[Opening GIVEN ENTRIES section]
PR #2920, opened 2022-09-28
Add rules for symbolic set simplification

jberthold:
First step to add simplification rules for `Set` simplification at `k` level.

This is a new version of #2689 which tries to avoid performance penalties from checking non-membership or non-equality while matching (non-deterministically) against set elements.

Fixes https://github.com/runtimeverification/haskell-backend/issues/3124

As a next step, the internal built-in set simplification will be removed from the backend to address https://github.com/runtimeverification/haskell-backend/issues/2928 , enabling the tests which are currently in directory `non-termination`. Some other tests are considered as currently failing since the simplifications are not powerful enough.


k-distribution/tests/regression-new/set-symbolic-tests/non-terminating/diff-21-spec.k
```diff
@@ -0,0 +1,11 @@
+// Copyright (c) 2022 K Team. All Rights Reserved.
+// generated by gen-tests.sh
+
+requires "set-tests.k"
+
+module DIFF-21-SPEC
+    imports SET-TESTS
+
+    claim <k> diff ( Z:MyId in ( (S SetItem(X:MyId)) -Set SetItem(Y:MyId) ) )     => . </k> requires Y  ==K X
```
jberthold, line 9: All non-terminating tests are also looping when running against a version without any new set simplification rules.
The problematic terms that make the tests loop are `S SetItem(X) -Set SetItem(Y)` and `SetItem(Y) |Set (S SetItem(X))`. I added this information to the [relevant ticket  in `haskell-backend`](https://github.com/runtimeverification/haskell-backend/issues/2928)

k-distribution/tests/regression-new/set-symbolic-tests/failing/diff-11-spec.k.out.actual
```diff
@@ -0,0 +1,9 @@
+  <k>
+    diffResult ( SetItem ( Y:MyId ) -Set SetItem ( X:MyId ) ) ~> .
```
jberthold: This is very bizarre - somehow we are simplifying `SetItem(Y) -Set (S SetItem(X))` to `(SetItem(Y) -Set SetItem(X)` (removing the `S`), but that is *wrong*, `Y` could be present in `S`. 
_This happens regardless of whether the new simplification rules are imported or not!_
Same for `diff-12` and `diff-13` tests (also `diff-15`, not included here since not relevant with the reduced rules)

k-distribution/tests/regression-new/set-symbolic-tests/failing/intersect-37-spec.k.out.actual
```diff
@@ -0,0 +1,10 @@
+  <k>
+    intersectResult ( false ) ~> .
+  </k>
+#And
+  {
+    false
+  #Equals
+    X:MyId in SetItem ( x )
```
jberthold: Absolutely no idea what happens here! The prover appears to be inventing the `X /= x` constraint, maybe by way of confusing `x` and `y`?
Without the new rules, the result is as expected:
```
  #Not ( {
    X
  #Equals
    y
  } )
#And
  <k>
    intersectResult ( X:MyId in intersectSet ( SetItem ( X:MyId )
    SetItem ( y ) , SetItem ( x ) ) ) ~> .
  </k>
```

k-distribution/tests/regression-new/set-symbolic-tests/failing/union-5-spec.k.out.actual
```diff
@@ -0,0 +1,22 @@
+  #Ceil ( S
+  ( SetItem ( Y:MyId ) -Set SetItem ( X:MyId ) ) )
+#And
+  <k>
+    unionResult ( S
+    SetItem ( X:MyId )
+    ( SetItem ( Y:MyId ) -Set SetItem ( X:MyId ) ) ) ~> .
+  </k>
```
jberthold: This result is partly due to rewriting `|Set` into a `-Set` , but it is not correct.
We started with `(S SetItem(X)) |Set SetItem(Y)` and  `Y` could be in `S`, making the resulting term undefined.
Of course the `#Ceil` condition will (cum grano salis) prevent that but... it is a valid case that is dropped by the simplification.
Again, this happens regardless of whether the new rules are imported or not.

Many (removed) `union` tests have this same problem.

jberthold:
https://github.com/runtimeverification/k/compare/2612-no-union-rewriting has an alternative where I removed the rule `S1 |Set S2 => S1 (S2 -Set S1)`. It produces a few confusing results so keeping it on an extra branch.

ana-pantilie:
@jberthold are these results on master Haskell backend or on the feature branch which removes builtin simplification?

If these rules behave well on the feature branch, then the failing/looping tests should be moved to the `failing` directory. Make sure that the failing directory contains the correct, expected, result of the test not the broken one. We can then review the PR and merge it, and afterwards merge the backend PR and re-enable the failing tests.

jberthold:
> are these results on master Haskell backend or on the feature branch

This is all using the Haskell backend from master at the moment. Will check the behaviour with removed internal set simplifications.

k-distribution/tests/regression-new/set-symbolic-tests/failing/intersect-37-spec.k.out.actual
jberthold: As it turned out, the rule `rule (S SetItem(X)) |Set S  => S SetItem(X)` is causing this confusion (or at least removing it makes this test behave again). I don't quite understand why.

ana-pantilie: Please open an issue for this.

k-distribution/include/kframework/builtin/domains.md
```diff
@@ -550,7 +550,7 @@ elements present in either set.
 
 ```k
   syntax Set ::= Set "|Set" Set            [left, function, functional, hook(SET.union)]
-  rule S1:Set |Set S2:Set => S1 (S2 -Set S1)
+  // FIXME rule S1:Set |Set S2:Set => S1 (S2 -Set S1)
```
jberthold: I removed this rule to make the added `|Set` simplification rules kick in. A few `union` tests would not produce the desired output otherwise. OK to delete it?

k-distribution/include/kframework/builtin/domains.md
```diff
@@ -612,6 +612,93 @@ that two different sets will return the same element, even if they are similar.
...
+                             ensures notBool (X in S) [simplification]
+
+  // intersectSet simplifications
+  rule intersectSet(.Set, _   ) => .Set    [simplification]
+  rule intersectSet( _  , .Set) => .Set    [simplification]
+  rule intersectSet( S  , S   ) =>  S      [simplification]
+
+  rule intersectSet( S SetItem(X), SetItem(X))     => SetItem(X)
+                                                        ensures notBool (X in S)      [simplification]
+  // rule intersectSet( S SetItem(X) , S)             => S ensures notBool (X in S)      [simplification]
```
jberthold: Adding this rule produces wrong results (test `intersect-37-spec.k` goes wrong). This is tracked [in a separate ticket](https://github.com/runtimeverification/haskell-backend/issues/3294) with a simple example.

k-distribution/tests/regression-new/set-symbolic-tests/failing/union-18-spec.k
```diff
@@ -0,0 +1,11 @@
+// Copyright (c) 2022 K Team. All Rights Reserved.
+// generated by gen-tests.sh
+
+requires "set-tests.k"
+
+module UNION-18-SPEC
+    imports SET-TESTS
+
+    claim <k> union ( S                    |Set (S  SetItem(X:MyId)) ) => . </k>
```
jberthold, line 9: There is an explicit simplification to rewrite `S |Set (S {X})` to `S {X}` but it somehow isn't applied.

k-distribution/tests/regression-new/set-symbolic-tests/non-terminating/diff-21-spec.k
jberthold: Confirmed that these tests in `non-terminating` work when using a HS backend without internal set simplification (from PR https://github.com/runtimeverification/haskell-backend/pull/3062)

k-distribution/tests/regression-new/set-symbolic-tests/unsimplified/diff-12-spec.k
```diff
@@ -0,0 +1,11 @@
+// Copyright (c) 2022 K Team. All Rights Reserved.
+// generated by gen-tests.sh
+
+requires "set-tests.k"
+
+module DIFF-12-SPEC
+    imports SET-TESTS
+
+    claim <k> diff ( SetItem(Y:MyId)      -Set (S SetItem(X:MyId)) )  => . </k> requires Y =/=K X
```
jberthold, line 9: The tests in `unsimplified` were kept  from the prior PR #2689 but are not expected to work because this PR does not add the relevant simplification rules (because of their performance/complexity impact).

k-distribution/tests/regression-new/set-symbolic-tests/failing/intersect-37-spec.k.out.actual
jberthold: https://github.com/runtimeverification/haskell-backend/issues/3294

k-distribution/include/kframework/builtin/domains.md
dwightguth: If you're removing this you need to add an implementation of this hook to the Haskell backend.

k-distribution/include/kframework/builtin/domains.md
```diff
@@ -612,6 +612,93 @@ that two different sets will return the same element, even if they are similar.
...
+  rule intersectSet( S1 SetItem(X), S2 SetItem(X)) => intersectSet(S1, S2) SetItem(X)
+                                                        ensures notBool (X in S1)
+                                                        andBool notBool (X in S2)     [simplification]
+
+  // membership simplifications
+  rule E in .Set           => false requires #Ceil(E)       [simplification]
+  rule E in SetItem(E)     => true  requires #Ceil(E)       [simplification]
```
dwightguth: You do not need the side condition here because E is an element variable and will not match \bottom regardless.

jberthold: > If you're removing this you need to add an implementation of this hook to the Haskell backend.

Good point, thank you. Looking back at #2689 I find that I can instead add `[concrete]` to avoid the rule in symbolic simplifications.

Removing the redundant `#Ceil`.

dwightguth (approved):
Looks good to me but I would like Ana to approve also.

k-distribution/include/kframework/builtin/domains.md
```diff
@@ -612,6 +612,94 @@ that two different sets will return the same element, even if they are similar.
...
+  rule .Set |Set S    => S    [simplification]
+  rule S    |Set S    => S    [simplification]
+
+  rule (S SetItem(X)) |Set SetItem(X) => S SetItem(X)
+                             ensures notBool (X in S) [simplification]
+//  rule (S SetItem(X)) |Set S          => S SetItem(X)
+//                             ensures notBool (X in S) [simplification]
+  rule SetItem(X) |Set (S SetItem(X)) => S SetItem(X)
+                             ensures notBool (X in S) [simplification]
+  rule S          |Set (S SetItem(X)) => S SetItem(X)
```
ana-pantilie: Why was this rule kept, while its commutative equivalent was removed?

k-distribution/include/kframework/builtin/domains.md
```diff
@@ -612,6 +612,94 @@ that two different sets will return the same element, even if they are similar.
...
+  // |Set simplifications
+  rule S    |Set .Set => S    [simplification]
+  rule .Set |Set S    => S    [simplification]
+  rule S    |Set S    => S    [simplification]
+
+  rule (S SetItem(X)) |Set SetItem(X) => S SetItem(X)
+                             ensures notBool (X in S) [simplification]
+//  rule (S SetItem(X)) |Set S          => S SetItem(X)
+//                             ensures notBool (X in S) [simplification]
+  rule SetItem(X) |Set (S SetItem(X)) => S SetItem(X)
```
ana-pantilie: Maybe we can avoid adding this rule explicitly.

@radumereuta was the commutative attribute added? Does it work for simplification rules as well?

Since I want to minimize any extra work needed to be done on this PR, this change, if possible, should be done in a subsequent PR.

k-distribution/include/kframework/builtin/domains.md
```diff
@@ -549,8 +549,8 @@ number and thus the time is effectively linear. The union consists of all the
 elements present in either set.
 
 ```k
-  syntax Set ::= Set "|Set" Set            [left, function, functional, hook(SET.union)]
-  rule S1:Set |Set S2:Set => S1 (S2 -Set S1)
+  syntax Set ::= Set "|Set" Set              [left, function, functional, hook(SET.union)]
+  rule S1:Set |Set S2:Set => S1 (S2 -Set S1) [concrete]
```
ana-pantilie, line 559: Sorry if I forgot any details you specified when we discussed this.

Since this rule depends on set difference, I would assume it needs to be concrete because having both the Haskell backend implementation and the newly added simplification rules for `-Set` somehow break this rule.

After modifying the backend, maybe we should take another look at this one.

k-distribution/include/kframework/builtin/domains.md
```diff
@@ -612,6 +612,94 @@ that two different sets will return the same element, even if they are similar.
...
+  // rule intersectSet( S SetItem(X) , S)             => S ensures notBool (X in S)      [simplification]
+  rule intersectSet( S1 SetItem(X), S2 SetItem(X)) => intersectSet(S1, S2) SetItem(X)
+                                                        ensures notBool (X in S1)
+                                                        andBool notBool (X in S2)     [simplification]
+
+  // membership simplifications
+  rule _E in .Set           => false   [simplification]
+  rule E  in SetItem(E)     => true    [simplification]
+  rule E  in (S SetItem(E)) => true
+              ensures notBool (E in S) [simplification]
```
ana-pantilie: The first case is subsumed in the second one.

k-distribution/include/kframework/builtin/domains.md
```diff
@@ -612,6 +612,94 @@ that two different sets will return the same element, even if they are similar.
...
+
+// These two rules would be sound but impose a giant overhead on `in` evaluation:
+  // rule E1 in (S SetItem(E2)) => true requires E1 in S
+  //                                 ensures notBool (E2 in S) [simplification]
+  // rule E1 in (S SetItem(E2)) => E1 in S requires E1 =/=K E2
+  //                                 ensures notBool (E2 in S) [simplification]
```
ana-pantilie, line 694: Again, apologies if this has been discussed before.

`rule E1 in (S SetItem(E2)) => E1 in S requires E1 =/= E2 ensures notBool (E2 in S)` (the second rule) should be enough here.

Why is this an overhead on `in` evaluation? There's a specific matching case in the backend for rules like this, and most of the simplification rules on collections are written in this style.

k-distribution/tests/regression-new/set-symbolic-tests/diff-17-spec.k.out
```diff
@@ -0,0 +1,11 @@
+  <k>
+    diffResult ( ( S1
```
ana-pantilie, line 2: What should this test be testing?

k-distribution/tests/regression-new/set-symbolic-tests/diff-19-spec.k.out
```diff
@@ -0,0 +1,11 @@
+  <k>
+    diffResult ( S1 -Set ( S2
+    SetItem ( X:MyId ) ) ) ~> .
```
ana-pantilie, line 3: Same question as above.

k-distribution/tests/regression-new/set-symbolic-tests/inset-11-spec.k.out
```diff
@@ -0,0 +1,19 @@
+  <k>
+    inSetResult ( Y:MyId in SET
```
ana-pantilie, line 2: What is this testing?

k-distribution/tests/regression-new/set-symbolic-tests/inset-4-spec.k.out
```diff
@@ -0,0 +1,11 @@
+  <k>
+    inSetResult ( Y:MyId in SET
```
ana-pantilie, line 2: Same q as above

k-distribution/tests/regression-new/set-symbolic-tests/intersect-11-spec.k.out
```diff
@@ -0,0 +1,11 @@
+  <k>
+    intersectResult ( intersectSet ( SetItem ( Y:MyId ) , S
```
ana-pantilie, line 2: Same q

k-distribution/tests/regression-new/set-symbolic-tests/intersect-17-spec.k.out
```diff
@@ -0,0 +1,11 @@
+  <k>
+    intersectResult ( intersectSet ( S1
```
ana-pantilie, line 2: Again :)

k-distribution/tests/regression-new/set-symbolic-tests/intersect-19-spec.k.out
```diff
@@ -0,0 +1,11 @@
+  <k>
+    intersectResult ( intersectSet ( S1 , S2
```
ana-pantilie, line 2: Again

k-distribution/tests/regression-new/set-symbolic-tests/intersect-23-spec.k.out
```diff
@@ -0,0 +1,16 @@
+  #Not ( {
+    Y
+  #Equals
+    Z
+  } )
+#And
+  <k>
+    intersectResult ( Z:MyId in SetItem ( Y:MyId ) ) ~> .
```
ana-pantilie, line 8: Shouldn't this get simplified?

k-distribution/tests/regression-new/set-symbolic-tests/intersect-31-spec.k.out
```diff
@@ -0,0 +1,11 @@
+  <k>
```
ana-pantilie, line 1: What is this testing?

k-distribution/tests/regression-new/set-symbolic-tests/intersect-37-spec.k.out
```diff
@@ -0,0 +1,11 @@
+  <k>
+    intersectResult ( X:MyId in intersectSet ( SetItem ( X:MyId )
```
ana-pantilie, line 2: What is this testing?

k-distribution/tests/regression-new/set-symbolic-tests/intersect-5-spec.k.out
```diff
@@ -0,0 +1,11 @@
+  <k>
+    intersectResult ( intersectSet ( S
```
ana-pantilie, line 2: Same q

k-distribution/tests/regression-new/set-symbolic-tests/union-11-spec.k.out
```diff
@@ -0,0 +1,11 @@
+  <k>
+    unionResult ( SetItem ( Y:MyId ) |Set ( S
```
ana-pantilie, line 2: What is this testing?

k-distribution/tests/regression-new/set-symbolic-tests/union-17-spec.k.out
```diff
@@ -0,0 +1,11 @@
+  <k>
+    unionResult ( ( S1
```
ana-pantilie, line 2: What is this testing?

k-distribution/tests/regression-new/set-symbolic-tests/union-19-spec.k.out
```diff
@@ -0,0 +1,11 @@
+  <k>
+    unionResult ( S1 |Set ( S2
```
ana-pantilie, line 2: Same

k-distribution/tests/regression-new/set-symbolic-tests/union-31-spec.k.out
```diff
@@ -0,0 +1,11 @@
+  <k>
+    unionResult ( Z:MyId in ( S
+    SetItem ( X:MyId ) ) |Set SetItem ( Y:MyId ) ) ~> .
```
ana-pantilie, line 3: What is this testing?

k-distribution/tests/regression-new/set-symbolic-tests/union-37-spec.k.out
```diff
@@ -0,0 +1,11 @@
+  <k>
+    unionResult ( X:MyId in ( SetItem ( X:MyId )
+    SetItem ( y ) ) |Set SetItem ( x ) ) ~> .
```
ana-pantilie: Same q

k-distribution/tests/regression-new/set-symbolic-tests/union-38-spec.k.out
```diff
@@ -0,0 +1,17 @@
+  #Not ( {
+    X
+  #Equals
+    x
+  } )
+#And
+  <k>
+    unionResult ( X:MyId in ( SetItem ( X:MyId )
+    SetItem ( y ) ) |Set SetItem ( x ) ) ~> .
```
ana-pantilie: Shouldn't this get simplified?

k-distribution/tests/regression-new/set-symbolic-tests/union-5-spec.k.out
```diff
@@ -0,0 +1,11 @@
+  <k>
+    unionResult ( ( S
+    SetItem ( X:MyId ) ) |Set SetItem ( Y:MyId ) ) ~> .
```
ana-pantilie, line 3: What is this testing?

k-distribution/include/kframework/builtin/domains.md
radumereuta: Since this [PR](https://github.com/runtimeverification/k/pull/2831), you should be able to use the `comm` attribute on simplification rules.
But this requires that the syntax and the rule are annotated for safety reasons.
So in this case, you may need to modify _domains.md_ as well.

k-distribution/tests/regression-new/set-symbolic-tests/diff-17-spec.k.out
jberthold: This test does not test any specific simplification. If anything, it tests that simplifications do not over-simplify by matching what they should not match.
As mentioned, I kept all the (comprehensive) tests from the older PR here, and the ones that have correct expected behaviour were kept as tests.

k-distribution/tests/regression-new/set-symbolic-tests/inset-11-spec.k.out
jberthold: Same as above, this test was kept from the previous set of tests because it produces a correct answer, not because it tests any particular simplification.
If you want I can clean up the tests that do not apply any more. However, we already found [a bug](https://github.com/runtimeverification/haskell-backend/issues/3294) with one of those "useless" tests.

k-distribution/tests/regression-new/set-symbolic-tests/intersect-23-spec.k.out
jberthold: No, unfortunately we do not have rule `E1 in (S SetItem(E2)) => E1 in S requlres E1 =/= E2` because it has severe performance impact.

k-distribution/tests/regression-new/set-symbolic-tests/union-38-spec.k.out
jberthold: Would be nice if it was, yes. We would need a rule like `rule X in ((SetItem(X) S) |Set _) => true ensures notBool (X in S)` to "see through the set union and discover item `X` - I might try that quickly

k-distribution/include/kframework/builtin/domains.md
jberthold: I cannot say for sure _why_ it happens, but :stopwatch: I wrote this test of `X in S requires X ==K X0` with S containing `X0` and 100 other variables.

### Version without this rule
```
jost@freshcode-1:~/work/RV/code/k/k-distribution$ time make -C tests/regression-new/set-symbolic-tests/ inset-100-elements-spec.k
make: Entering directory '/home/jost/work/RV/code/k/k-distribution/tests/regression-new/set-symbolic-tests'
/home/jost/work/RV/code/k/k-distribution/bin/kprove inset-100-elements-spec.k --warnings none --no-exc-wrap  -d . 2>&1 | sed 's!'`pwd`'/\(\./\)\{0,2\}!!g' | diff - inset-100-elements-spec.k.out
make: Leaving directory '/home/jost/work/RV/code/k/k-distribution/tests/regression-new/set-symbolic-tests'

real	0m11.867s
user	0m16.674s
sys	0m0.585s
```
### Version with this rule added
```
jost@freshcode-1:~/work/RV/code/k/k-distribution$ git diff
diff --git a/k-distribution/include/kframework/builtin/domains.md b/k-distribution/include/kframework/builtin/domains.md
index fe5f137f33..7c393a22ab 100644
--- a/k-distribution/include/kframework/builtin/domains.md
+++ b/k-distribution/include/kframework/builtin/domains.md
@@ -695,8 +695,8 @@ module SET-KORE-SYMBOLIC [kore,symbolic]
 // These two rules would be sound but impose a giant overhead on `in` evaluation:
   // rule E1 in (S SetItem(E2)) => true requires E1 in S
   //                                 ensures notBool (E2 in S) [simplification]
-  // rule E1 in (S SetItem(E2)) => E1 in S requires E1 =/=K E2
-  //                                 ensures notBool (E2 in S) [simplification]
+  rule E1 in (S SetItem(E2)) => E1 in S requires E1 =/=K E2
+                                  ensures notBool (E2 in S) [simplification]
 
 endmodule
 
jost@freshcode-1:~/work/RV/code/k/k-distribution$ # (cd .. && mvn package)
jost@freshcode-1:~/work/RV/code/k/k-distribution$ time make -C tests/regression-new/set-symbolic-tests/ inset-100-elements-spec.k
make: Entering directory '/home/jost/work/RV/code/k/k-distribution/tests/regression-new/set-symbolic-tests'
/home/jost/work/RV/code/k/k-distribution/bin/kompile --no-exc-wrap --backend haskell  set-tests.k -d .
/home/jost/work/RV/code/k/k-distribution/bin/kprove inset-100-elements-spec.k --warnings none --no-exc-wrap  -d . 2>&1 | sed 's!'`pwd`'/\(\./\)\{0,2\}!!g' | diff - inset-100-elements-spec.k.out
^Cmake: *** [../../../include/kframework/ktest.mak:121: inset-100-elements-spec.k] Interrupt


real	2m21.244s
user	2m35.343s
sys	0m2.767s
```
Could it be that the simplifier ends up with 100 simplified results -- for all elements  which are not `X` --  and then continues to simplify each of these, getting 99 results each, etc. ... :boom: ?

k-distribution/include/kframework/builtin/domains.md
jberthold: Good question, actually... there was a problem with the other rule (which I now analysed and opened https://github.com/runtimeverification/haskell-backend/issues/3301 for). Both rules introduce wrong behaviour (see the new ticket) so I am removing this rule, too. The bug did not surface in the tests here, all tests are still passing without this rule (on master, using HS backend with internal set simplifications)

k-distribution/include/kframework/builtin/domains.md
jberthold: Thanks, I will use `comm` where appropriate then.

k-distribution/tests/regression-new/set-symbolic-tests/failing/union-18-spec.k
jberthold: This is related to the bug https://github.com/runtimeverification/haskell-backend/issues/3301, rule was removed.

k-distribution/tests/regression-new/set-symbolic-tests/union-38-spec.k.out
jberthold: :+1: Rules added, changing union-37 and union-38 (I also added `union-39` for the right-hand side of `|Set`)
[Closing GIVEN ENTRIES section]
*INSTRUCTIONS FOR THE TASK*.
Display each line of the data where "left" occurs.

*REPLY*.
   syntax Set ::= Set "|Set" Set            [left, function, functional, hook(SET.union)]
-  syntax Set ::= Set "|Set" Set            [left, function, functional, hook(SET.union)]
+  syntax Set ::= Set "|Set" Set              [left, function, functional, hook(SET.union)]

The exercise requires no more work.